The researchers said their work “provides a vivid demonstration of what can be achieved by integrating physics-based modeling and simulation, machine learning, and efficient implementation on the next-generation computational platform. It opens up a host of new exciting possibilities in applications to material science, chemistry, and biology. It also poses new challenges to the next-generation supercomputer for a better integration of machine learning and physical modeling. We believe that this work may represent a turning point in the history of high-performance computing, and it will have profound implications not only in the field of molecular simulation, but also in other areas of scientific computing.”
It also will have an impact as the world enters the exascale computing era, they wrote. There’s been rapid innovation in many-core architectures, memory bandwidth and other areas. However, the researchers wrote, such innovation “essentially requires a revisit of the scientific applications and a rethinking of the optimal data layout and MPI communication at an algorithmic level, rather than simply offloading computational intensive tasks. In this paper, the critical data layout in DeePMD is redesigned to increase the task granularity, then the entire DeePMD-kit code is parallelized and optimized to improve its scalability and efficiency on the GPU supercomputer Summit. The optimization strategy presented in this paper can also be applied to other many-core architectures.”
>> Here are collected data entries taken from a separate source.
PR #1927, opened 2021-08-29
Fixed race condition where comments would not load sometimes

### LINKED ISSUE #1912: Comments not loading
Comments often don't load for me. It just sits there with this forever. Refreshing the page often fixes it but it can take a few tries.
Screenshot_20201011_192756
I am signed in so that message is also wrong.

marioBonales:
Resubmitting because I changed the branch, since I want to work on different issues
Fix #1912 

There is an error if the user has not loaded when the comments render for the first time, this is due to ```getComments``` referencing the user and trying to get the Id of the object that is null at the time

The reason why this was not surfaced in the JS console is because is being caught by the catch for the ```$Comment.GetByNode``` call, but when I try to print it inside the catch this is what I get:

```js
///src/com/content-comments/comments.js:102
.catch(err => {
    console.log(err);
    this.setState({'error': err});
});
```
Screenshot from 2021-08-28 18-50-10

My fix is to extract the code that uses the user object to a different function, and execute it only if the user is already loaded, otherwise I added the same call to ```componentWillUpdate``` with a check to see if the user was updated from null

Some minor changes that I also made: 
I hid the 'Sign in to post comments' message if the user is null, since it means the user has not loaded yet (When there is a not logged in user, we actually have a User object, but with Id 0)

I also put a min-height on the comments so that the spinner is not cramped in the headline, this is how it looks:
Screenshot from 2021-08-28 18-43-50

There was also a bracket that was causing a warning when running make

A bit out of scope, so I have no problem reverting these changes if you find them intrusive, so let me know

### DIFF
--- a/src/com/content-comments/comments.js
+++ b/src/com/content-comments/comments.js
@@ -31,6 +31,13 @@ export default class ContentComments extends Component {
 		this.getComments(this.props.node);
 	}
 
+	componentDidUpdate(previousProps) {
+		//If the user was fetched after the component has rendered, the state needs to be updated
+		if (!previousProps.user && this.props.user) {
+			this.updateUser(this.props.user);
+		}
+	}
+
 	genComment() {
 		return {
 			'parent': 0,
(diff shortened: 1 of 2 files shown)


mikekasprzak:
Great, thanks for the commit.

My week is pretty full (plus I need to unbreak some things on the live servers), so it may not be until next week when I merge and push this. I did a quick build with this and it seems good, I just want to finish unbreaking the live servers before I merge it.

marioBonales:
> Great, thanks for the commit.
> 
> My week is pretty full (plus I need to unbreak some things on the live servers), so it may not be until next week when I merge and push this. I did a quick build with this and it seems good, I just want to finish unbreaking the live servers before I merge it.

No worries, I'll be available in case it needs any changes, just let me know

mikekasprzak:
Okay, the fix is now live on [ldjam.com](https://ldjam.com). It looks like it's working. :+1: 

Thanks again for the contribution. :smile:

PR #2098, opened 2022-03-30
Use correct page index for voting round check

winniehell:
fixes https://github.com/JammerCore/JammerCore/issues/1391

### DIFF
--- a/src/com/content-event/event-list.js
+++ b/src/com/content-event/event-list.js
@@ -236,7 +236,7 @@ export default class ContentEventList extends Component {
 			if ( user && user['id'] && lists && votes ) {
 				Body = page ? this.renderList(page) : null;
 			}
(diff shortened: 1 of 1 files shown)


src/com/content-event/event-list.js
```diff
@@ -236,7 +236,7 @@ export default class ContentEventList extends Component {
 			if ( user && user['id'] && lists && votes ) {
 				Body = page ? this.renderList(page) : null;
 			}
-			else if ( lists && !lists['1'] ) {
```
winniehell, line 239: this always checked if the **first** round has started—not the own we are currently viewing

winniehell:
I'm unsure how to setup the project locally, so I have only tested the fix in the browser's debugger on minified code.

mikekasprzak:
No problem. The changed version makes more sense than what's there.

PR #1, opened 2021-10-30
Implement macro-hygiene and general improvements

daxpedda:


tests/clone.rs
```diff
@@ -6,9 +6,12 @@ use derive_restricted::derive_where;
 // #[derive_where(T: Clone; Clone)]
```
ModProg, line 6:
```suggestion
// #[derive_where(T; Clone)]
```
Maybe better make this an actual test without the generic. As Generics on Units are not supported by Rust.

src/lib.rs
```diff
@@ -1,134 +1,275 @@
...
                     }
                 }
             }
+            Data::Union(_) => todo!("Unions are not supported"),
+        };
+
+        self.generate_signature(body)
+    }
+
+    fn prepare_field_named(fields: &FieldsNamed) -> impl Iterator<Item = TokenStream> + '_ {
```
ModProg, line 180: These could move to a Trait implemented for Fields or FieldsNamed, but maybe it does make more sense to keep them here, as they would be the only two we can do that for.

tests/clone.rs
daxpedda: I think we can remove the whole thing. The crate shouldn't handle things without generics anyway, because the standard library does that already perfectly.

src/lib.rs
daxpedda: I re-worked these parts largely.

tests/clone.rs
ModProg: Yeah, we should just add a reasonable error than that tells the user to use `#[derive]`

src/lib.rs
daxpedda: These functions don't exist anymore, so I will let you re-review this.

tests/clone.rs
daxpedda: I noted this in #2.

src/lib.rs
```diff
@@ -90,173 +90,185 @@ impl TryFrom<Ident> for Traits {
...
             PartialEq => "::core::cmp::PartialEq",
             PartialOrd => "::core::cmp::PartialOrd",
-            Ord => "::core::cmp::Ord",*/
+            Ord => "::core::cmp::Ord",
         })
         .expect("couldn't pass path to trait")
     }
 
-    fn generate_body(&self, data: &Data) -> TokenStream {
+    fn generate_body(self, name: &str, data: &Data) -> TokenStream {
```
ModProg, line 108:
```suggestion
    fn generate_body(self, name: &Ident, data: &Data) -> TokenStream {
```
Is there  a reason to use a string instead?

daxpedda: Yes, the name is only used by the `Debug` implementation, it needs a string.

src/lib.rs
ModProg: Yeah, I think it is reasonable to keep them there for now, if we know for sure what we want from them, we could move them to a separate module.

ModProg:
@daxpedda I did the name:Ident I think that improves readability a bit, as the to_string actually happens where it is used.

That includes converting it for the “Frontier” supercomputer, which will run the Heterogeneous-compute Interface for Portability (HIP) programming model, which will be based on GPUs from AMD. Frontier, which will be based on compute technologies from Cray (now owned by Hewlett Packard Enterprise following its $1.3 billion acquisition last year) and AMD.
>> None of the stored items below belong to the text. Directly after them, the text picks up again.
Issue #2, opened 2021-10-30
Validation


daxpedda:
Currently the input on `#[derive_where(xxx)]` is not validated properly and sometimes doesn't output useful error messages.

Thinks we want to cover:
- [x] Syntax:
  - [x] Support not inputting any generics
  - [x] Check for duplicate commas
  - [x] Check for duplicate semicolons
  - [x] Pseudo-validate that generics are actual generics
  - [x] Support multiple traits to implement
- [x] Applicability
  - [x] Don't support items without generics, error message should say to use standard derives instead
  - [x] Better error message on unions, currently it's panicking
- [x] Evaluate if `proc_macro_error` can be replaced with something hand-written

daxpedda:
Research https://docs.rs/proc-macro-error/1.0.4/proc_macro_error/.

ModProg:
Well probably just use empty bounds, we could use look_ahead and try parse the DeriveWhere and if it fails parse only Trait list.
so #[derive_where(Clone)] without ; and T.

daxpedda:
We could also test for parsing `;`, if we don't find a `;`, we can assume it's only traits. We do support no generics, but traits are mandatory.

PR #13, opened 2021-10-31
Internal documentation

### LINKED ISSUE #4: Internal Documentation
macros are hard

daxpedda:
This adds internal documentation, I hope you like my style!
I also managed to remove proc-macro-error and left some TODOs where necessary.
Some code shuffling also happened.

Fixes #4.

### DIFF
--- a/src/lib.rs
+++ b/src/lib.rs
@@ -110,8 +110,8 @@ impl Traits {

The ACM said in a statement that those winning the Gordon Bell Prize need to show that their proposed algorithm can scale and run efficiently on the world’s most powerful supercomputers. This year’s winners “developed a highly optimized code (GPU Deep MD-Kit), which they successfully ran on the Summit supercomputer. The team’s GPU DeepMD-Kit efficiently scaled up to the entire Summit supercomputer, attaining 91 PFLOPS … in double precision (45.5 percent of the peak) and 162/275 PFLOPS in mixed-single/half precision,” it said.